PR #814, opened 2020-11-03
[DUOS-485][risk=no] DAC Endpoints: Filter by user level

lindojong:
Addresses: https://broadinstitute.atlassian.net/browse/DUOS-485
Before, DAC findAll would find all DACs, irregardless of user role. We would rather find DACS specific to a user. 

I separated out the logic that adds member information and attached it to the DACS returned by findDacsByUser if flagged. I kept the original findAllDacsWithMembers, since the MetricsService uses it.

In all cases:

### DIFF
--- a/src/main/java/org/broadinstitute/consent/http/resources/DacResource.java
+++ b/src/main/java/org/broadinstitute/consent/http/resources/DacResource.java
@@ -43,9 +43,8 @@ public class DacResource extends Resource {
     @Produces("application/json")
     @RolesAllowed({ADMIN, MEMBER, CHAIRPERSON})
     public Response findAll(@Auth AuthUser authUser, @QueryParam("withUsers") Optional<Boolean> withUsers) {
-        List<Dac> dacs = new ArrayList<>();
         final Boolean includeUsers = withUsers.isPresent() ? withUsers.get() : true;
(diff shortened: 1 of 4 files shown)


src/main/java/org/broadinstitute/consent/http/resources/DacResource.java
```diff
@@ -45,12 +45,7 @@ public DacResource(DacService dacService) {
     public Response findAll(@Auth AuthUser authUser, @QueryParam("withUsers") Optional<Boolean> withUsers) {
         List<Dac> dacs = new ArrayList<>();
         final Boolean includeUsers = withUsers.isPresent() ? withUsers.get() : true;
-        if (includeUsers) {
-            dacs.addAll(dacService.findAllDacsWithMembers());
-        }
-        else {
-            dacs.addAll(dacService.findDacsByUser(authUser));
-        }
+        dacs.addAll(dacService.findDacsByUser(authUser, includeUsers));
```
rushtong: Minor optimization. Get rid of line 46 and just create the list on line 48:
```suggestion
        List<Dac> dacs = dacService.findDacsByUser(authUser, includeUsers);
```

rushtong (approved):
One minor comment inline, but looks great, thank you!

PR #834, opened 2020-11-17
DUOS-842 [risk=no] Timestamp and Partial DAR Code bugfixes

JVThomas:
Addresses [DUOS-842](https://broadinstitute.atlassian.net/browse/DUOS-842)

PR adds create date and sort date to document records on GET requests, PR also generates partialDarCode for new drafts (v2 resource file). Additions address the current issue on the UI where requested DARs do not have partialDarCodes assigned on generation and does not have create and sort dates added to document returns, resulting in blank fields and occasional component breakage due to missing attributes.

As mentioned on the ticket, the PR is a companion piece to DUOS-681 since that PR utilizes the new v2 endpoints (which is how the bug was initially discovered), so testing alongside that ticket is advised.

Branch is also based off of DUOS-832, which is another companion piece to DUOS-681

In all cases:

### DIFF
--- a/src/main/java/org/broadinstitute/consent/http/service/DataAccessRequestService.java
+++ b/src/main/java/org/broadinstitute/consent/http/service/DataAccessRequestService.java
@@ -1,7 +1,7 @@
 package org.broadinstitute.consent.http.service;
 
 import static java.util.stream.Collectors.toList;
-
+import java.text.SimpleDateFormat;
 import com.google.gson.Gson;
 import com.google.gson.GsonBuilder;
 import com.google.inject.Inject;
@@ -291,6 +291,8 @@ public class DataAccessRequestService {
             throw new IllegalArgumentException("User and DataAccessRequest are required");
         }
         Date now = new Date();
+        SimpleDateFormat sdf = new SimpleDateFormat("yyyy-MM-dd");
+        dar.getData().setPartialDarCode(DataAccessRequestData.partialDarCodePrefix + sdf.format(now));
         dataAccessRequestDAO.insertVersion2(
             dar.getReferenceId(),
             user.getDacUserId(),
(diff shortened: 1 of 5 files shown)


src/main/java/org/broadinstitute/consent/http/service/DataAccessRequestService.java
```diff
@@ -245,6 +245,8 @@ private Document createDocumentFromDar(DataAccessRequest d) {
         Document document = Document.parse(gson.toJson(d.getData()));
         document.put(DarConstants.DATA_ACCESS_REQUEST_ID, d.getId());
         document.put(DarConstants.REFERENCE_ID, d.getReferenceId());
+        document.put(DarConstants.CREATE_DATE, d.getCreateDate());
+        document.put(DarConstants.SORT_DATE, d.getCreateDate());
```
rushtong: This line should be: 
```suggestion
        document.put(DarConstants.SORT_DATE, d.getSortDate());
```

rushtong: I think we also need to make a couple similar updates to `public DataAccessRequest insertDraftDataAccessRequest(User user, DataAccessRequest dar)`. Can you add these lines just before the dao insert call?
```
        SimpleDateFormat sdf = new SimpleDateFormat("yyyy-MM-dd");
        dar.getData().setCreateDate(now.getTime());
        dar.getData().setPartialDarCode("temp_DAR_" + sdf.format(now));
```

rushtong: While we're at it, we could abstract `"temp_DAR_"` into a public static string so both classes can refer to it.

rushtong (commented):
Some minor changes requested, but looks good, nice catch on this bug!

src/main/java/org/broadinstitute/consent/http/service/DataAccessRequestService.java
rushtong: Still need this one change:
```suggestion
        document.put(DarConstants.SORT_DATE, d.getSortDate());
```

rushtong (changes requested):
Thank you for the changes! Still one change to make, see inline.

rushtong (approved):
Thank you!

rushtong:
@JVThomas Have run `mvn clean package` locally on this branch and it runs fine. Please ignore the current maven action failure, it is a false negative. Merge when you are ready.

JVThomas:
Note: At time of merge there were issues obtaining maven packages (most likely external issue), resulting in the failure of the Coverage and Maven jobs. Code was able to perform locally, indicating that these failures are likely to be false positives.

PR #837, opened 2020-12-01
[DUOS-816] Create new consent during create dataset v2

lindojong:
When creating a new dataset through the v2 path, we want to also create a new consent and consent association from scratch for that dataset. This PR takes the previously written code for creating a consent from a dataset and integrates it to the v2 pathway, as well as updating the consent definition for DataUse to include new fields added in consent-ontology (`secondaryOther` and `publicationMoratorium`).

In all cases:

### DIFF
--- a/src/main/java/org/broadinstitute/consent/http/resources/DataSetResource.java
+++ b/src/main/java/org/broadinstitute/consent/http/resources/DataSetResource.java
@@ -42,6 +42,7 @@ import org.apache.commons.collections.CollectionUtils;
 import org.apache.commons.io.FileUtils;
 import org.apache.commons.lang3.StringUtils;
 import org.broadinstitute.consent.http.models.AuthUser;
+import org.broadinstitute.consent.http.models.Consent;
 import org.broadinstitute.consent.http.models.DataSet;
 import org.broadinstitute.consent.http.models.Dictionary;
 import org.broadinstitute.consent.http.models.User;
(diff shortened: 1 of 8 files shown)


src/main/java/org/broadinstitute/consent/http/resources/DataSetResource.java
```diff
@@ -112,9 +113,14 @@ public Response createDataset(@Auth AuthUser user, @Context UriInfo info, String
         }
         User dacUser = userService.findUserByEmail(user.getGoogleUser().getEmail());
         Integer userId = dacUser.getDacUserId();
-        DataSet createdDataset = datasetService.createDataset(inputDataset, name, userId);
-        URI uri = info.getRequestUriBuilder().replacePath("api/dataset/{datasetId}").build(createdDataset.getDataSetId());
-        return Response.created(uri).entity(createdDataset).build();
+        DataSetDTO createdDataset = datasetService.createDataset(inputDataset, name, userId);
+        Consent createdConsent = datasetService.createConsentForDataset(createdDataset);
```
rushtong: This can throw an `IllegalArgumentException` so we should handle that case here.

src/main/java/org/broadinstitute/consent/http/resources/DataSetResource.java
```diff
@@ -112,9 +113,14 @@ public Response createDataset(@Auth AuthUser user, @Context UriInfo info, String
...
+        if (Objects.isNull(createdConsent)) {
+            throw new ClientErrorException("Consent was not able to be created for newly created dataset with id: " + createdDataset.getDataSetId(), Status.CONFLICT);
```
rushtong: Are we sure this is a conflict? Seems like this would be more of a server error.

src/main/resources/assets/api-docs.yaml
```diff
@@ -4125,6 +4123,9 @@ components:
         objectId:
           type: string
           description: The sample collection ID, if defined
+        dataUse:
+          type: object
```
rushtong, line 4127: Outside the scope of this PR - it would be nice to have a model for `DataUse`

rushtong (changes requested):
Couple minor suggestions, but looking good!

src/main/java/org/broadinstitute/consent/http/resources/DataSetResource.java
lindojong: Sure! In the event that a Consent cannot be created, should we be rolling back the new Dataset as well?

rushtong: Excellent point, yes, the whole operation should fail in that case. If there's anything we can do to get the reason behind the failure out to the UI, that would be helpful.

src/main/resources/assets/api-docs.yaml
lindojong: Filed a ticket for this here: https://broadinstitute.atlassian.net/browse/DUOS-855

rushtong (approved):
Thank you for the changes!

PR #862, opened 2020-12-14
[DUOS-694][risk=low] Update findDatasets query behavior

lindojong:
Addresses: https://broadinstitute.atlassian.net/browse/DUOS-694

- Consolidated query for `findDatasets` general use, for researchers, and for autocomplete string into one. 
- Added additional service level processing to filter and parse autocomplete output into previous expected format. 
- Removing the filtering by election status rendered the general use case and the for researcher case to be the same, and routed those through a new `DatasetService.getAllActiveDatasets`.
- Wrote tests for any new methods added.
- Removed the old `AutocompleteMapper` specific for formatting autocomplete DAO output (since it no longer exists), and any references to it.

In all cases:


src/main/java/org/broadinstitute/consent/http/db/DataSetDAO.java
```diff
@@ -100,10 +99,14 @@
...
-            "from dataset d inner join datasetproperty dp on dp.dataSetId = d.dataSetId and d.name is not null inner join dictionary k on k.keyId = dp.propertyKey " +
-            "inner join consentassociations ca on ca.dataSetId = d.dataSetId inner join consents c on c.consentId = ca.consentId " +
-            "order by d.dataSetId, k.displayOrder")
+    @SqlQuery("SELECT d.*, k.key, dp.propertyvalue, ca.consentid, c.dac_id, c.translateduserestriction, c.datause " +
+          "FROM dataset d " +
+          "INNER JOIN datasetproperty dp on dp.datasetid = d.datasetid " +
+          "INNER JOIN dictionary k on k.keyid = dp.propertykey " +
+          "INNER JOIN consentassociations ca on ca.datasetid = d.datasetid " +
+          "INNER JOIN consents c on c.consentid = ca.consentid " +
+          "WHERE d.active = true and d.name IS NOT NULL " +
```
rushtong: nit: capitalize `on` keywords for consistency

src/main/java/org/broadinstitute/consent/http/db/mapper/AutocompleteMapper.java
```diff
@@ -1,19 +0,0 @@
-package org.broadinstitute.consent.http.db.mapper;
-
-import java.sql.ResultSet;
-import java.sql.SQLException;
-import java.util.HashMap;
-import java.util.Map;
-import org.jdbi.v3.core.mapper.RowMapper;
-import org.jdbi.v3.core.statement.StatementContext;
-
-public class AutocompleteMapper implements RowMapper<Map<String, String>> {
```
rushtong, line 10: Great work pruning unused code!

src/main/java/org/broadinstitute/consent/http/service/DatabaseDataSetAPI.java
```diff
@@ -172,13 +172,11 @@ public ParseResult overwrite(File dataSetFile, Integer userId) {
...
-
+    @Deprecated
     @Override
     public Collection<DataSetDTO> describeDataSets(Integer dacUserId) {
-        Collection<DataSetDTO> dataSetDTOList;
-        if (userIs(UserRoles.RESEARCHER.getRoleName(), dacUserId)) {
-            dataSetDTOList = dsDAO.findDataSetsForResearcher();
-        } else {
+        Collection<DataSetDTO> dataSetDTOList = dsDAO.findDataSets();
+        if (!userIs(UserRoles.RESEARCHER.getRoleName(), dacUserId)) {
```
lindojong: Have not completely removed this old method to ask some follow up questions... In the old behavior, we would check for whether or not the given user is a researcher or admin. (This would short circuit on researcher even if a user was both). If not a researcher, and yes an admin, the dataset list retrieved would be self-selected for certain election properties, upon which properties like `updateAssociationToDataOwnerAllowed`, `isAssociatedToDataOwners`, and `deletable` would be set. These properties are only set here, and are otherwise always null. Should we still be assigning these values based on the same criteria despite wanting to fetch all datasets irregardless of election status?

src/main/java/org/broadinstitute/consent/http/resources/DataSetResource.java
```diff
@@ -351,7 +351,8 @@ public Response disableDataSet(@PathParam("datasetObjectId") Integer dataSetId,
     @Produces("application/json")
     @PermitAll
     public Response datasetAutocomplete(@PathParam("partial") String partial){
-        List<Map<String, String>> j = api.autoCompleteDataSets(partial);
+        List<Map<String, String>> j = datasetService.autoCompleteDatasets(partial);
```
rushtong: nit: naming. I know this was the original naming pattern, but `j` doesn't connote anything at all. `terms` seems like a reasonable name, but I'm open to anything more indicative of what it really is.

src/main/java/org/broadinstitute/consent/http/service/DatabaseDataSetAPI.java
lindojong: These fields affect whether or not certain buttons on the dataset catalog are disabled

src/main/java/org/broadinstitute/consent/http/db/DataSetDAO.java
rushtong: The `d.active = true` condition is not valid in two cases
1. Admins can see all datasets
2. Chairs can see disabled datasets that are associated to their DACs

src/main/java/org/broadinstitute/consent/http/service/DatabaseDataSetAPI.java
rushtong: Great questions.
In the case of admins/chairs we want to get all datasets regardless of active/inactive. We need this because an admin/chair can enable a currently disabled dataset. These are all admin-level fields so a user with admin permissions on that dataset can execute the available functions
* Admins: Can perform admin functions on all datasets
* Chairs: Can perform admin functions only on datasets that are associated to their DACs. Other datasets should show a null prop so the UI can eventually do the right thing. We might need a story for this since I don't think we've ever made any catalog updates wrt a Chair view.
* Everyone else: Can see only active datasets

rushtong (commented):
See comments inline. Code is looking good!

src/main/java/org/broadinstitute/consent/http/resources/DataSetResource.java
```diff
@@ -226,11 +226,11 @@ public Response createDataSet(
     @GET
     @Produces("application/json")
     @PermitAll
-    public Response describeDataSets(@Context HttpServletRequest request , @QueryParam("dacUserId") Integer dacUserId){
+    public Response describeDataSets(@Context HttpServletRequest request, @QueryParam("dacUserId") Integer dacUserId){
         if (StringUtils.isEmpty(request.getParameter("dacUserId"))) {
             return Response.status(Response.Status.NOT_FOUND).build();
         } else {
-            Collection<DataSetDTO> dataSetList = api.describeDataSets(dacUserId);
+            Collection<DataSetDTO> dataSetList = datasetService.describeDatasets(dacUserId);
```
lindojong, line 233: Went ahead and replaced the old describeDatasets as well, since it should have the same filtering logic (without a partial string to filter by)

rushtong: The dataset catalog calls this endpoint. According to the underlying logic in the service class:
```
Admins => see all datasets, active and inactive
Chairs => see all active datasets and inactive ones that are part of the user's DAC
Others => see all active datasets
```
This is correct, as far as it stands. The issue I see now is in the UI. It will need to be able to display the dataset correctly. For example, I, as both a researcher and an admin on dev, should be able to see disabled datasets, but should not be able to select them for creating a DAR. Let's follow up to ensure we have a story that covers this.

src/main/java/org/broadinstitute/consent/http/db/DataSetDAO.java
```diff
@@ -100,11 +99,38 @@
...
+    Set<DataSetDTO> findDatasetsByUser(@Bind("dacUserId") Integer dacUserId);
+
+    @UseRowMapper(DataSetPropertiesMapper.class)
+    @SqlQuery("SELECT d.*, k.key, dp.propertyvalue, ca.consentid, c.dac_id, c.translateduserestriction, c.datause " +
+          "FROM dataset d " +
+          "INNER JOIN datasetproperty dp ON dp.datasetid = d.datasetid " +
+          "INNER JOIN dictionary k ON k.keyid = dp.propertykey " +
+          "INNER JOIN consentassociations ca ON ca.datasetid = d.datasetid " +
+          "INNER JOIN consents c ON c.consentid = ca.consentid " +
+          "WHERE d.name IS NOT NULL and d.active = true " +
```
rushtong: nit: casing
```suggestion
          "WHERE d.name IS NOT NULL AND d.active = true " +
```

src/main/java/org/broadinstitute/consent/http/db/DataSetDAO.java
```diff
@@ -100,11 +99,38 @@
...
-    Set<DataSetDTO> findDataSets();
+    @SqlQuery("SELECT d.*, k.key, dp.propertyvalue, ca.consentid, c.dac_id, c.translateduserestriction, c.datause " +
+          "FROM dataset d " +
+          "INNER JOIN datasetproperty dp ON dp.datasetid = d.datasetid " +
+          "INNER JOIN dictionary k ON k.keyid = dp.propertykey " +
+          "INNER JOIN consentassociations ca ON ca.datasetid = d.datasetid " +
+          "INNER JOIN consents c ON c.consentid = ca.consentid " +
+          "INNER JOIN user_role ur ON ur.dac_id = c.dac_id " +
+          "INNER JOIN dacuser u ON ur.user_id = u.dacUserId " +
+          "WHERE u.dacUserId = :dacUserId and d.name IS NOT NULL " +
```
rushtong: nit casing
```suggestion
          "WHERE u.dacuserid = :dacUserId and d.name IS NOT NULL " +
```

src/main/java/org/broadinstitute/consent/http/db/DataSetDAO.java
```diff
@@ -100,11 +99,38 @@
...
-            "order by d.dataSetId, k.displayOrder")
-    Set<DataSetDTO> findDataSets();
+    @SqlQuery("SELECT d.*, k.key, dp.propertyvalue, ca.consentid, c.dac_id, c.translateduserestriction, c.datause " +
+          "FROM dataset d " +
+          "INNER JOIN datasetproperty dp ON dp.datasetid = d.datasetid " +
+          "INNER JOIN dictionary k ON k.keyid = dp.propertykey " +
+          "INNER JOIN consentassociations ca ON ca.datasetid = d.datasetid " +
+          "INNER JOIN consents c ON c.consentid = ca.consentid " +
+          "INNER JOIN user_role ur ON ur.dac_id = c.dac_id " +
+          "INNER JOIN dacuser u ON ur.user_id = u.dacUserId " +
```
rushtong: nit: casing
```suggestion
          "INNER JOIN dacuser u ON ur.user_id = u.dacuserid " +
```

src/main/java/org/broadinstitute/consent/http/resources/DataSetResource.java
rushtong: Follow up. The UI code is definitely impacted by this. [Here is the current code](https://github.com/DataBiosphere/duos-ui/blob/develop/src/pages/DatasetCatalog.js#L426) that doesn't have any logic around the validity of the dataset selection.

rushtong (commented):
This looks really good, thank you @lindojong!

Minor nits inline, and we need to follow up with the UI so invalid datasets don't have checkboxes allowing them to be selected for a DAR. Also, the dataset autocomplete will need to filter out invalid datasets so they aren't added to a DAR via the DAR form.

src/main/java/org/broadinstitute/consent/http/resources/DataSetResource.java
lindojong: Ok! Just to clarify, we want to disable the selection checkbox if a dataset is inactive/disabled?

lindojong: Screen Shot 2021-01-05 at 2 36 35 PM
Also, we might want to flip the enable/disable icons... kind of confusing to click cancel to enable, now that I think about it.

rushtong: Yes, exactly. I know that selection is also used for downloading the dataset, but we'll need to figure out something else to deal with that.

lindojong: Ticket created here: https://broadworkbench.atlassian.net/browse/DUOS-901

rushtong (approved):
Thank you for the changes!

PR #877, opened 2021-01-07
[DUOS-894][risk=no] Minor java 11 fixes

rushtong:
## Addresses
https://broadworkbench.atlassian.net/browse/DUOS-894

See also: https://github.com/DataBiosphere/consent-ontology/pull/372

## Changes
* Minor pom fixes for java 11 support
* Needed to add ignores for any test that uses `PowerMock` so it would run under java 11
  * `PowerMock` will need to go away at some point once we finish migrating away from the singleton service holder pattern
* Needed to update all of the actions that do builds as they were running java 8
  * Added caching to help speed up the builds ... they are horribly slow when pulling down maven resources
  * Removed unnecessary maven installs since it is already on the `ubuntu-latest` image
  * Update each one to set java 11 as the default
  * Standardize all actions on `ubuntu-latest`
  * Added a `mvn -v` for helpful debugging/run info

----

In all cases:

### DIFF
--- a/.github/workflows/maven.yaml
+++ b/.github/workflows/maven.yaml
@@ -10,10 +10,6 @@ jobs:
       - uses: actions/setup-java@v1
         with:
           java-version: 11
-      - name: Install
-        run: |
-          sudo apt update
-          sudo apt install maven
       - name: Package
         env:
           MAVEN_OPTS: -Dmaven.test.skip=true -Dhttp.keepAlive=false -Dmaven.wagon.http.pool=false -Dmaven.wagon.httpconnectionManager.ttlSeconds=120
--- a/.github/workflows/maven.yaml
+++ b/.github/workflows/maven.yaml
@@ -10,6 +10,12 @@ jobs:
       - uses: actions/setup-java@v1
         with:
           java-version: 11
+      - uses: actions/cache@v1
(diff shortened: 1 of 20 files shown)


raejohanek (commented):
This looks good to me although I didn't test it locally

.github/workflows/maven.yaml
```diff
@@ -7,12 +7,18 @@ jobs:
...
+        with:
+          path: ~/.m2/repository
+          key: ${{ runner.os }}-maven-${{ hashFiles('**/pom.xml') }}
+          restore-keys: |
+            ${{ runner.os }}-maven-
       - name: Package
         env:
           MAVEN_OPTS: -Dmaven.test.skip=true -Dhttp.keepAlive=false -Dmaven.wagon.http.pool=false -Dmaven.wagon.httpconnectionManager.ttlSeconds=120
         run: |
+          mvn -v
```
JVThomas, line 23: Is the version output for logging purposes?

rushtong: Yes, exactly. I can see in the logs what the maven and java versions are this way and can cross reference any changes with previous builds/runs.

JVThomas (approved):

☆ ☆ ☆

• _TASK BRIEF_
Where does the word "core" appear in the records above? Return every line that holds it.

• _EXERCISE ANSWER_
-import org.jdbi.v3.core.mapper.RowMapper;
-import org.jdbi.v3.core.statement.StatementContext;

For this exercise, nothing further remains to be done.